Each line of the data below holding the word "files" must be copied.

Top of PROVIDED ENTRIES

PR #1181, opened 2015-08-19
Updating/Fixing several CO sources

slibby:
REST service went missing, found zipfile

### DIFF
--- a/sources/us-co-sanmiguel.json
+++ b/sources/us-co-sanmiguel.json
@@ -10,7 +10,7 @@
         "county": "san miguel"
     },
     "attribution": "Sanmiguel County",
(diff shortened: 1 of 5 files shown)


ingalls:
This is fantastic! Glad to have another set of eyes on CO!

sources/us-co-sanmiguel.json
```diff
@@ -24,4 +24,4 @@
         ],
```
ingalls: Looks like oa/hooked failed as one of these fields doesn't exist

slibby:
looks like this now conflicts after all the files were moved to subdirectories -- not  sure if it's easier for a repo owner to fix or to cancel the pr and re-add.

ingalls:
@slibby I'll fix these!

ingalls:
All in, thanks!

PR #1199, opened 2015-08-20
test lat/lng/type removal

ingalls:


migurski:
Bummer.

ingalls:
Yeah I didn't really expect it to pass but now I have a sense of what I need to work on next to get this removed.

PR #1200, opened 2015-08-20
Add conform object for Chattanooga and add license.

seabre:
Added as much as I could. I think everything that's needed is here.


ingalls:
Good stuff!

screen shot 2015-08-21 at 11 40 17 am

PR #1202, opened 2015-08-21
Removed reference to previously-deprecated merge tag in docs.

migurski:


ingalls:
Also here: https://github.com/openaddresses/openaddresses/pull/1202/files#diff-6a3371457528722a734f3c51d9238c13R110

migurski:
Oops good catch.

ingalls:
Looks good to me :ship:

PR #1214, opened 2015-08-26
Create montpellier.json

slibby:


iandees:
Looks like geojson to me... wonder where that tripped up.

slibby:
Working on a fix to conform.py for this

iandees:
:heart: Thank you!

slibby:
This should be fixed by https://github.com/openaddresses/machine/pull/196 -- we'll see once it propagates to the ci workers.

slibby:
Something interesting here where hooked-ci fails with a trailing whitespace in attribution, but succeeds once it's removed. Anyways, this should work now, the previous machine PR took care of the .geojson file extension.

migurski:
That is weird, and I’m having difficulty seeing this change would make the difference.

The [last failing log](http://data.openaddresses.io.s3.amazonaws.com/runs/17454/output.txt) shows what looks like a failed download from the data source, while [the successful one](http://data.openaddresses.io.s3.amazonaws.com/runs/17456/output.txt) seems to find it just fine. I wonder if there is an intermittent problem at `opendata.montpelliernumerique.fr`?

migurski:
Weeeeeeird.

PR #1215, opened 2015-08-26
fix wa-mason link to /data

slibby:


iandees:
Ooo does appending `/data` make it actually forward to an S3 link? We have several other sources like this that could use that trick.

slibby:
@iandees Yes, that's how it works for CSV and zipped shapefile items in ArcGIS Online to switch from item details to download. Note the change in the URL from the /item.html to the sharing API path, all you need is the Item ID.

Bottom of PROVIDED ENTRIES

- **REPLY TO THE EXERCISE**
(diff shortened: 1 of 5 files shown)
looks like this now conflicts after all the files were moved to subdirectories -- not  sure if it's easier for a repo owner to fix or to cancel the pr and re-add.
Also here: https://github.com/openaddresses/openaddresses/pull/1202/files#diff-6a3371457528722a734f3c51d9238c13R110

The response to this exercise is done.